If your files use only a restricted alphabet of much less than all 256 possible byte values,
in principle a programmer could adapt a variant of DEFLATE (or some other algorithm) that could make use of information about that alphabet to produce compressed files a few bits smaller in size than the same files compressed with standard DEFLATE.
However, many byte-oriented text compression algorithms -- LZ77, LZW, LZMA, DEFLATE, etc. build a dictionary of common long strings, and may give compression performance (with sufficiently large source file) within a few percent of that custom-adapted variant -- often the advantages of using a standard compressed file format is worth sacrificing a few percent of potential space savings.
compressed symbols smaller than a byte
Many compression algorithms, including some that give the best known compression on benchmark files, output compressed information bit-by-bit (such as most of the PAQ series of compressors, and some kinds of arithmetic coders), while others output variable-length compressed information without regard for byte boundaries (such as Huffman compression).
Some ways of describing arithmetic coding talk about pieces of information, such as individual bits or pixels, that are compressed to "less than one bit of information".
EDIT:
The "counting argument" explains why it's not possible to compress all possible bytes, much less all possible bytes and a few common sequences of bytes, into codewords that are all less than 8 bits long.

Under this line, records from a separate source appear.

PR #2576, opened 2019-01-07
Allow plugins to register multiple intents.

Virizion:
registerIntent can now be called multiple times for a plugin and completeIntent has to be called the same amount for the event to proceed.

This is useful for plugins with multiple listener classes that listen to the same AsyncEvent.

For example, a plugin can have multiple modules that listen to the LoginEvent to load data about the player and this allows each listener to register an intent.

### DIFF
--- a/api/src/main/java/net/md_5/bungee/api/event/AsyncEvent.java
+++ b/api/src/main/java/net/md_5/bungee/api/event/AsyncEvent.java
@@ -52,14 +52,17 @@ public class AsyncEvent<T> extends Event
     {
         Preconditions.checkState( !fired.get(), "Event %s has already been fired", this );
 
-        if ( !intents.containsKey( plugin ) )
+        AtomicInteger intentCount = intents.get( plugin );
+
+        if ( intentCount == null )
         {
             intents.put( plugin, new AtomicInteger( 1 ) );
-            latch.incrementAndGet();
-        } else if ( intents.get( plugin ).getAndIncrement() == 0 )
+        } else
         {
-            latch.incrementAndGet();
+            intentCount.incrementAndGet();
         }
+
+        latch.incrementAndGet();
     }
 
     /**
@@ -71,20 +74,21 @@ public class AsyncEvent<T> extends Event
     @SuppressWarnings("unchecked")
     public void completeIntent(Plugin plugin)
     {
-        Preconditions.checkState( intents.containsKey( plugin ) && intents.get( plugin ).get() != 0, "Plugin %s has not registered intents for event %s", plugin, this );
+        AtomicInteger intentCount = intents.get( plugin );
 
-        if ( intents.get( plugin ).decrementAndGet() == 0 )
+        Preconditions.checkState( intentCount != null && intentCount.get() > 0, "Plugin %s has not registered intents for event %s", plugin, this );
+
+        intentCount.decrementAndGet();
+
+        if ( fired.get() )
         {
-            if ( fired.get() )
+            if ( latch.decrementAndGet() == 0 )
             {
-                if ( latch.decrementAndGet() == 0 )
-                {
-                    done.done( (T) this, null );
-                }
-            } else
-            {
-                latch.decrementAndGet();
+                done.done( (T) this, null );
             }
+        } else
+        {
+            latch.decrementAndGet();
         }
     }
 }
--- a/api/src/main/java/net/md_5/bungee/api/event/AsyncEvent.java
+++ b/api/src/main/java/net/md_5/bungee/api/event/AsyncEvent.java
@@ -1,8 +1,7 @@
 package net.md_5.bungee.api.event;
 
 import com.google.common.base.Preconditions;
-import java.util.Collections;
-import java.util.Set;
+import java.util.Map;
 import java.util.concurrent.ConcurrentHashMap;
 import java.util.concurrent.atomic.AtomicBoolean;
 import java.util.concurrent.atomic.AtomicInteger;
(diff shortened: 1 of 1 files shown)


api/src/main/java/net/md_5/bungee/api/event/AsyncEvent.java
```diff
@@ -43,39 +42,49 @@ public void postCall()
...
      *
      * @param plugin a plugin which has an intent registered for this event
      */
     @SuppressWarnings("unchecked")
     public void completeIntent(Plugin plugin)
     {
-        Preconditions.checkState( intents.contains( plugin ), "Plugin %s has not registered intent for event %s", plugin, this );
-        intents.remove( plugin );
-        if ( fired.get() )
+        Preconditions.checkState( intents.containsKey( plugin ) && intents.get( plugin ).get() != 0, "Plugin %s has not registered intents for event %s", plugin, this );
```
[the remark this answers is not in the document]
Virizion: Fixed that. Originally I was thinking of what if the count went below 0, but now thinking about it more, that would be impossible because a call to registerIntent must have happened before the call to completeIntent.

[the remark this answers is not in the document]
Virizion: Fixed that and also fixed that in registerIntent.

api/src/main/java/net/md_5/bungee/api/event/AsyncEvent.java
```diff
@@ -43,39 +42,49 @@ public void postCall()
...
         Preconditions.checkState( !fired.get(), "Event %s has already been fired", this );
-        Preconditions.checkState( !intents.contains( plugin ), "Plugin %s already registered intent for event %s", plugin, this );
 
-        intents.add( plugin );
-        latch.incrementAndGet();
+        if ( !intents.containsKey( plugin ) )
+        {
+            intents.put( plugin, new AtomicInteger( 1 ) );
+            latch.incrementAndGet();
+        } else if ( intents.get( plugin ).getAndIncrement() == 0 )
```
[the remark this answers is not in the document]
Virizion: Yeah, and it also requires less changes in completeIntent so I changed it to do that,

Paulomart:
I was always using a dummy plugin to achieve this, great PR!

api/src/main/java/net/md_5/bungee/api/event/AsyncEvent.java
```diff
@@ -43,30 +42,44 @@ public void postCall()
...
      *
      * @param plugin the plugin registering this intent
      */
     public void registerIntent(Plugin plugin)
     {
         Preconditions.checkState( !fired.get(), "Event %s has already been fired", this );
-        Preconditions.checkState( !intents.contains( plugin ), "Plugin %s already registered intent for event %s", plugin, this );
 
-        intents.add( plugin );
+        AtomicInteger intentCount = intents.get( plugin );
```
kamcio96: `intents.computeIfAbsent( plugin , (k) -> new AtomicInteger(0)).incrementAndGet();` ?

kamcio96: Ok, your right

Janmm14: That doesn't create a new atomicinteger every time

api/src/main/java/net/md_5/bungee/api/event/AsyncEvent.java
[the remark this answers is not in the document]
Janmm14: Still better to have the check like that.

api/src/main/java/net/md_5/bungee/api/event/AsyncEvent.java
Virizion: Oh I meant that about putIfAbsent, not computeIfAbsent.

api/src/main/java/net/md_5/bungee/api/event/AsyncEvent.java
```diff
@@ -43,30 +42,44 @@ public void postCall()
...
-        intents.remove( plugin );
+        AtomicInteger intentCount = intents.get( plugin );
+
+        Preconditions.checkState( intentCount != null && intentCount.get() > 0, "Plugin %s has not registered intents for event %s", plugin, this );
+
+        intentCount.decrementAndGet();
+
         if ( fired.get() )
         {
             if ( latch.decrementAndGet() == 0 )
```
md-5: I think we may need to change this to `<= 0` otherwise there could be an undetectable race from a bad plugin that would hang the callback:

Thread 1: complete -> checkstate -> cnt == 1
Thread 2: complete -> checkstate -> cnt == 1
Thread 1: decrement -> cnt == 0
Thread 2: decrement -> cnt == -1

Event --> Hung


Yes the plugin is wrong, but it will never error... The perils of avoiding synchronization

Virizion: Yeah the problem is that intentCount could change from checkState to when it's actually decremented. If there was a "decrementIf" method there would be no issue. This would be a problem of the latch decrementing for intents a plugin doesn't have even if it isn't the last intent. However, I don't see how that would hang the callback? The callback is still called when the latch hits 0 and if we changed it to <= 0 it would be called multiple times. Maybe instead throw an exception/log it?

md-5: Oh right, the latch will always go past zero.

Virizion:
@md-5 I also noticed another issue when the intents field was changed from a Set<Plugin> to Map<Plugin, AtomicInteger> the getter created also changes from a Set to a Map. Does a compatibility method manually need to be created which returns a Set<Plugin> or is it not considered part of the API?

md-5:
Thanks

I've removed the getters, they should never have been API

Nevertheless, several compression algorithms can and often do represent represent some bytes or (more rarely) some sequences of bytes, each with a codeword that is less than 8 bit long, by "sacrificing" or "escaping" less-common bytes that end up represented by other codewords that (including the "escape") are more than 8 bits long.
Such algorithms include:
The Pike Text compression using 4 bit coding
byte-oriented Huffman
several combination algorithms that do LZ77-like parsing of the file into "symbols", where each symbol represents a sequence of bytes, and then Huffman-compressing those symbols -- such as DEFLATE, LZX, LZH, LZHAM, etc.
The Pike algorithm uses the 4 bits "0101" to represent 'e' (or in some contexts 'E'), the 8 bits "0000 0001" to represent the word " the" (4 bytes, including the space before it) (or in some contexts " The" or " THE"), etc.
It has a small dictionary of about 200 of the most-frequent English words,
including a sub-dictionary of 16 extremely common English words.
When compressing English text with byte-oriented Huffman coding, the sequence "e " (e space) is compressed to two codewords with a total of typically 6 bits.
Alas, when Huffman coding is involved, I can't tell you the exact size of those "small" codewords, or even tell you exactly what byte or byte sequence a small codeword represents, because it is different for every file.
Often the same codeword represents a different byte (or different byte sequence) at different locations in the same file.
The decoder decides which byte or byte sequence a codeword represents based on clues left behind by the compressor in the headers, and on the data decompressed so far.
With range coding or arithmetic coding, the "codeword" may not even be an integer number of bits.
You may want to look into a Golomb-Code. A golomb code use a divide and conquer algorithm to compress the inout. It's not a dictionary compression but it's worth to mention.